Renfield laughed and reached into her purse then flung a dollar coin into the well and listened for the splash. She replugged the coordinates to the symposium into her TomTom and placed Lucille in gear.
“Oh, hell no,” the Wishingwellwraith said. “But I do sell them false hope, which, nowadays, is a marketable commodity.”

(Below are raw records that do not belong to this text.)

PR #721, opened 2026-07-19
chore: add daqifi-loop autonomous work-loop skill

tylerkron:
## What

Adds a project-scoped Claude Code skill at `.claude/skills/daqifi-loop/SKILL.md` that stands up the autonomous work loop for this repo — the same loop already used on daqifi-core, adapted for desktop.

## Why here

Checking it into the repo means it travels with a clone/pull — including onto a Windows machine — so the loop can be started against the desktop app with `/daqifi-loop` in a Claude Code session on that box.

## What the loop does

A recurring cron that, each fire, spawns one subagent to do ONE unit of work:
1. shepherd open PRs through Qodo/CI,
2. work the next eligible backlog ticket,
3. when the defined backlog is dry, do a self-directed improvement (research → file a tracked issue → work it),

up to a concurrency cap of unreviewed PRs. **It never merges** — the user reviews/merges. Session-only (dies with the session, 7-day auto-expiry).

## Desktop-specific adaptations from the core version

- **Self-locating** (`git rev-parse`) and **auto-discovers the board** each fire — no hardcoded path or COM port, so the file is machine-agnostic.
- **Windows-aware:** no Homebrew PATH step; target frameworks derived from the csproj rather than assuming net9+net10.
- **Bench honesty:** WPF has no clean headless drive, so the full `dotnet test` suite is the validation gate; the loop won't script the GUI or treat 'couldn't bench the UI' as a failure.
- **Destructive-op denylist** hardened for Windows (HID/firmware flash paths work here, unlike macOS — stay read/stream-only).
- Structured as a **generic body + single REPO PROFILE block** so it doubles as the template for retargeting other .NET DAQiFi repos.

Not urgent; for review — no code paths touched, docs/tooling only.


tylerkron:
Thanks — verified all four against `CLAUDE.md` and the repo layout. Fixed the substantive three in 5f43250:

**2. Wrong test gate — agreed, real bug.** `CLAUDE.md` documents the fast unit gate (`dotnet test --filter "TestCategory!=Ui&FullyQualifiedName!~WindowsFirewallWrapperTests"`) vs. the on-demand `Daqifi.Desktop.UITest` (FlaUI) integration gate. The skill now mandates the unit gate every fire and makes UITest an explicit optional/on-demand step (interactive Windows session + attached device), logging-and-proceeding when prerequisites aren't met.

**3. Incorrect macOS compatibility — agreed.** Narrowed the claim: the *file* is machine-agnostic, but the `net*-windows` test projects only execute on Windows, so the loop must run on Windows (macOS = build-only / Windows CI). Added an explicit OS note.

**4. SESSION_LOG not bootstrapped — agreed.** The task now creates `SESSION_LOG.md` with a header if missing before the first read/append.

**1. Lines >120 — partially agree, not mechanically fixing.** Two of the flagged ranges can't be wrapped without breaking the file: the frontmatter `description` is a single YAML scalar, and the `TASK` blockquote is passed **verbatim** as a subagent prompt — hard-wrapping it would inject breaks into the prompt text. This is a prompt-document, not source, so a code line-length rule is a poor fit here. Happy to add a `.markdownlint`/lint-ignore for this path if the repo wants the rule to formally not apply.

Renfield gave the wishing well and its contents the Finger before spinning Lucille around and driving off to make awesomenistic history.
The Moral to the Feeble Fable:
The Optimist forgets that things are only at their brightest when the sun explodes.
One More Crafted Insincere Apology For the Road.
Just heard from an indignant Wishing Well Ghost who objected to the character of miserly, grifting Ghost of the TomTom Ghost/Wishingwellwraith just presented. Told him I’d say sorry for real if for fifty grand if he could either triple the president’s IQ or endow him with a sense of taste. I even gave this ghost a method of accomplishing both at the same time: “Just turn the S.O.B. into a Spam sandwich.”
If we should see this event unfold before the next election, then I’ll say sorry. Until then I will reach out to the readership to raise the necessary funds.